Losing is never as much fun as winning. However, a true loser is one who yells, cheats, hollers, sulks, and refuses to think, "How can I play better next time?" or, "I played my best, therefore my opponent must have played better than I was today." How your children handle a loss will determine whether or not they are true losers. Successful individuals find positives in failure. Mistakes provide them with information on what needs improvement. So instead of letting your children dwell on their mistakes, help them draw lessons from them for the future.

Letting it go, however, is easier said than done. Not everyone has the maturity, self-confidence, or self-discipline to forget a loss quickly. In an article adapted from his book Values of the Game, former U.S. Senator Bill Bradley talks about how difficult it was for him to learn how to cope with defeat as a basketball player. He said the defeat would hang over him "like a fog" for days. It wasn't until his second season in the NBA that he finally received the advice that would help him change his attitude. After losing a close game on a bad pass that he had made, Bradley was dejected. Then Dave DeBusschere, his roommate, set him straight: "You can't go through a season like this. There are too many games. Sure, you blew it tonight, but when it’s over, it's over. Let it go. Otherwise you won't be ready to play tomorrow night."

As Bradley said, "I realized that the more you carry the bad past around with you in the present, the less likely it is that the future will improve." (17)

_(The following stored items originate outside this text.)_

PR #16298, opened 2018-10-31
IW-1230 | Install JWP

JamesHawking:
https://wikia-inc.atlassian.net/browse/IW-1230


rybmat (approved):
The same should go to release-758

PR #16319, opened 2018-11-06
IW-1233 Create price update bot for runescape wikis

jsutterfield:
Ticket: https://wikia-inc.atlassian.net/browse/IW-1233

This PR replicates a price update bot which used to exist on the runescape and oldschoolrunescape wikis. The bot queries for all items which need to be updated (those in the "Grand Exchange" category), fetches the latest price info for those items from the Jagex API (Jagex is the creator of Runescape), and updates the Module:Exchange/\<itemName\> and Module:Exchange/\<itemName\>/Data pages with the new price info. Additionally, it updates Module:GEPrices/data page (which is a list of all items and their latest prices), and a series of index pages.

It's based on the old TyBot which was an admin created and maintained bot which updates prices in the same way. After the fork on October 2nd, that bot was moved to the new wikis and removed from our wikis. This code recreates it's functionality so items on our wikis have up-to-date pricing information again.

### DIFF
--- a/maintenance/wikia/runescapeBot/grandExchangePageFetcher.class.php
+++ b/maintenance/wikia/runescapeBot/grandExchangePageFetcher.class.php
@@ -1,50 +1,57 @@
 <?php
 
+/**
+ * Fetches all pages which in the "Grand Exchange" with
+ * a namespace of 112
+ * Class GrandExchangePageFetcher
+ */
 class GrandExchangePageFetcher {
 
-	const GRAND_EXCHANGE_CATEGORY_NAME = "Category: Grand Exchange";
-	const EXCHANGE_NAMESPACE = 112;
+	const CATEGORY_NAME = "Grand Exchange";
+
+	const RUNESCAPE_CITY_ID = 304;
+	const OLDSCHOOL_RUNESCAPE_CITY_ID = 691244;
+
+	const RUNESCAPE_NS_FILTER = 112;
+	const OLDSCHOOL_RUNESCAPE_NS_FILTER = 114;
 
 	/**
 	 * @return array
-	 * @throws MWException
+	 * @throws Exception
 	 */
 	public function fetchAllGrandExchangePages() {
 		$pages = [];
-		$requestParams = [
-			'format' => 'json',
-			'maxlag' => 5,
-			'action' => 'query',
-			'list' => 'categorymembers',
-			'cmprop' => 'title',
-			'cmlimit' => 'max',
-			'cmtitle' => self::GRAND_EXCHANGE_CATEGORY_NAME,
-			'cmnamespace' => self::EXCHANGE_NAMESPACE,
-		];
+		$category = Category::newFromName( self::CATEGORY_NAME );
+		$namespaceFilter = $this->getNameSpaceFilter();
 
-		$hasNext = true;
-		while ( $hasNext ) {
-			$fauxRequest = new FauxRequest( $requestParams );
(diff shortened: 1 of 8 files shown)


maintenance/wikia/runescapeBot/grandExchangePageFetcher.class.php
```diff
@@ -0,0 +1,50 @@
...
+		$requestParams = [
+			'format' => 'json',
+			'maxlag' => 5,
+			'action' => 'query',
+			'list' => 'categorymembers',
+			'cmprop' => 'title',
+			'cmlimit' => 'max',
+			'cmtitle' => self::GRAND_EXCHANGE_CATEGORY_NAME,
+			'cmnamespace' => self::EXCHANGE_NAMESPACE,
+		];
```
mszabo-wikia, line 29: It might be better to create a `Category` instance with `Category::newFromTitle` and use `Category::getMembers( int $limit, string $offset )` to get the members. It's a bit more efficient/straightforward and will also return a `TitleArray` that can be used to iterate over titles.

maintenance/wikia/runescapeBot/updateGrandExchangeItemPrices.php
```diff
@@ -0,0 +1,264 @@
...
+		$this->runescapeApi = new RunescapeApi();
+		$this->pageFetcher = new GrandExchangePageFetcher();
+		$this->textUpdater = new RawTextUpdater();
+	}
+
+	/**
+	 * @throws Exception
+	 */
+	public function execute() {
+		$this->botUser = User::newFromName( self::BOT_USERNAME );
```
mszabo-wikia: There's an existing constant `Wikia::BOT_USER` which should be preferred.

maintenance/wikia/runescapeBot/updateGrandExchangeItemPrices.php
```diff
@@ -0,0 +1,264 @@
...
+	 * Grab the latest update timestamp from Runescape. We can get this value from any item since they're all updated
+	 * once a day and share a latest update timestamp. We'll just use the top most traded item since we have its ID
+	 * already stored in our topItemsTradeCount array.
+	 *
+	 * @return int
+	 */
+	private function getTimeStampForRuneScape() {
+		try {
+			return $this->runescapeApi->getItemById( $this->getFirstItemIdFromTop100Items() )->getTimeStamp();
+		} catch (Exception $e) {
```
mszabo-wikia: Should be spacey

mszabo-wikia (changes requested):

maintenance/wikia/runescapeBot/grandExchangePageFetcher.class.php
jsutterfield: Ah! I didn't know we could do it that way. That does sounds like a better approach. I'll update.

mszabo-wikia (approved):
Looks OK. Depending on the number of pages in the category, we might not want to fetch them all in a single query and use multiple batches instead.

jsutterfield:
Just a heads-up @mszabo-wikia, I ended reverting the changes I made which used the Category class. I tried to implement paging (since we are pulling ~4k pages out of the db), but I was struggling to get it working. Even if using the `ApiMain` approach is a bit less efficient, it does use paging which I think is a greater net benefit. I'm going to stick with that for now.

Thanks again for the eyes and insights :)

The funny thing is, it might be easier for your kids to teach you about letting go than it is for you to teach them. I remember when I was coaching my youngest son's youth basketball team. We were playing in a big tournament where the winner would advance to the championship game. We ended up losing a close, hard-fought contest. As we were driving home I decided I should say something profound to my son, Peter. After all, I was a psychologist and knew a lot about sports and therefore had a lot of wisdom to share (I thought).

"You know, Peter," I began, "fifty percent of the teams that play basketball lose." No response from Peter. I tried a second time. "Fifty percent," I emphasized. Still no reaction. So I resorted to the time-tested method of reaching back into my own childhood. "I remember when I was your age I played in a game that I really wanted to win, and it was really tough when we lost." At that point Peter reached out, gently put his hand on my shoulder and said, "It's okay, Dad."

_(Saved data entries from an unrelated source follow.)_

PR #16322, opened 2018-11-06
IW-1116 | Remove 'Content-Security-Policy: upgrade-insecure-requests'

JamesHawking:
It causes Edge to fall into redirect loop.

https://wikia-inc.atlassian.net/browse/IW-1116

### DIFF
--- a/includes/wikia/Wikia.php
+++ b/includes/wikia/Wikia.php
@@ -1201,7 +1201,6 @@ class Wikia {
 	 */
 	static public function outputHTTPSHeaders( WebRequest $request ) {
 		if ( WebRequest::detectProtocol() === 'https' ) {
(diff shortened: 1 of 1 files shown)


includes/wikia/Wikia.php
```diff
@@ -1201,7 +1201,6 @@ static public function onWebRequestInitialized( WebRequest $request ) {
 	 */
 	static public function outputHTTPSHeaders( WebRequest $request ) {
 		if ( WebRequest::detectProtocol() === 'https' ) {
-			$request->response()->header('Content-Security-Policy: upgrade-insecure-requests' );
```
rogatty, line 1204: We should remove it only during a redirect.

rogatty:
Fixed in https://github.com/Wikia/app/pull/16415

PR #16323, opened 2018-11-06
 SEO-696 | Disable migration banner 1 week after migration

rogatty:
https://wikia-inc.atlassian.net/browse/SEO-696

@Wikia/core-platform-team

### DIFF
--- a/extensions/wikia/FandomComMigration/FandomComMigrationHooks.class.php
+++ b/extensions/wikia/FandomComMigration/FandomComMigrationHooks.class.php
@@ -50,9 +50,9 @@ class FandomComMigrationHooks {
 
 		if ( $wgFandomComMigrationDone && !empty( $wgDomainChangeDate ) ) {
 			$migrationDateTime = new DateTime( $wgDomainChangeDate );
-			$twoWeeksAgo = ( new DateTime() )->sub( new DateInterval( 'P14D' ) );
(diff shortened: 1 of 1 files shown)


extensions/wikia/FandomComMigration/FandomComMigrationHooks.class.php
```diff
@@ -46,8 +46,15 @@ public static function onWikiaSkinTopScripts( &$vars, &$scripts ) {
...
+
+		if ( $wgFandomComMigrationDone && !empty( $wgDomainChangeDate ) ) {
+			$migrationDateTime = new DateTime( $wgDomainChangeDate );
+			$weekAgo = ( new DateTime() )->sub( new DateInterval( 'P7D' ) );
+
+			return $migrationDateTime > $weekAgo;
+		}
 
-		return !empty( $wgFandomComMigrationScheduled ) || $wgFandomComMigrationDone;
+		return !empty( $wgFandomComMigrationScheduled );
```
themech, line 58: what if `wgFandomComMigrationDone` is set to true but the `wgDomainChangeDate` is empty?

rogatty: Then the data is corrupted and it's better to not show the banner than show it forever.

Children have a wonderful resiliency that adults often lack (either that, or they just have an awfully short attention span). After all, how many times have you watched one of your children come stomping through the front door, saying "I will never play with so-and-so again as long as I live"- only to watch that same child a half-hour later rush out to play with the same friend that only a few minutes earlier was his or her sworn enemy?

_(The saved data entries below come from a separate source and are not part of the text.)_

PR #16339, opened 2018-11-08
Allow for redeploying latest tag to preview

hakubo:
This is needed for a mirror deploy

### DIFF
--- a/docker/preview/Jenkinsfile
+++ b/docker/preview/Jenkinsfile
@@ -122,7 +122,7 @@ def notifyBuild(String buildStatus = 'STARTED') {
   } else {
     color = 'RED'
     colorCode = '#FF0000'
-    //summary = summary + " <!here>"
+    summary = summary + " <!here>"
   }
 
   // Send notifications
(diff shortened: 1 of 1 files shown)


docker/preview/Jenkinsfile
```diff
@@ -122,7 +122,7 @@ def notifyBuild(String buildStatus = 'STARTED') {
   } else {
     color = 'RED'
     colorCode = '#FF0000'
-    summary = summary + " <!here>"
+    //summary = summary + " <!here>"
```
hakubo: le't leave it like that for now - I'll uncomment it when this pipeline will be the main one for preview release

docker/preview/Jenkinsfile
```diff
@@ -293,12 +308,20 @@ node("docker-daemon") {
...
+                createTag(nextAppReleaseTag)
+              } else {
+                println("Source: latest; skip creating a tag")
+              }
             }
           },
           "config": {
             dir("config") {
-              createTag(nextConfigReleaseTag)
+              if (params.source != 'latest') {
```
ghost: Would not it be better to reverse this and have `== latest` in `if` and then everything `else` ? It sounds more human `if it's latest, then skip creating a tag, otherwise, create a tag` :)

ghost (changes requested):
My remark about `!= latest` applies to all cases / occurrences.

macbre (approved):

ghost (approved):

PR #16346, opened 2018-11-08
ADEN-7867 Add "document_hidden" field to adengadinfo and adengadplaye…

jacekbj:
…r DW calls.


dmnsobczak (approved):

extensions/wikia/AdEngine/js/tracking/adInfoTracker.js
```diff
@@ -111,6 +111,7 @@ define('ext.wikia.adEngine.tracking.adInfoTracker',  [
 			'btl': (billTheLizard && billTheLizard.serialize()) || '',
 			'page_width': win.document.body.scrollWidth || '',
 			'page_layout': pageLayout.getSerializedData(slotName) || '',
+			'document_visibility': bridge.geo.getDocumentVisibilityStatus(),
```
fraszczakszymon, line 114: geo? How does it work?

extensions/wikia/AdEngine/js/video/player/playerTracker.js
```diff
@@ -35,6 +35,7 @@ define('ext.wikia.adEngine.video.player.playerTracker', [
 
 	function isEnabled() {
 		return !!context.opts.playerTracking;
+
```
fraszczakszymon: Not needed :)

extensions/wikia/AdEngine/js/tracking/adInfoTracker.js
fraszczakszymon: https://github.com/Wikia/app/blob/dev/extensions/wikia/AdEngine/src/ad-engine.bridge.js#L274
Got it 🤦‍♂️

fraszczakszymon: What do you think about renaming `geo` to `utils`?

jacekbj: That's a perfect idea - I made a naming in one of the previous tasks. I will not do this here because the scope of change would be too big and let's hope we will get rid of bridge soon on Oasis 🤞

dmnsobczak (approved):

We adults, on the other hand, tend to nurse our grudges a little longer. Look at what happened to poor Bill Buckner. He let a baseball slip through his legs, costing the Boston Red Sox a World Series. The last time the Red Sox had won was in 1918. Who knew when their next chance would come? Despite his momentous gaffe, Buckner chose to remain in the Boston area after his retirement from pro ball.

Eventually, however, he had to move. Why? Because in seven years, no one let him forget the loss. Fans would still come up to him and make unkind comments. Buckner decided he didn't want his kids hearing about it all the time, so the family finally packed up and left. All because some people just couldn't let it go.

What does it take to be able to let go of a loss and move on?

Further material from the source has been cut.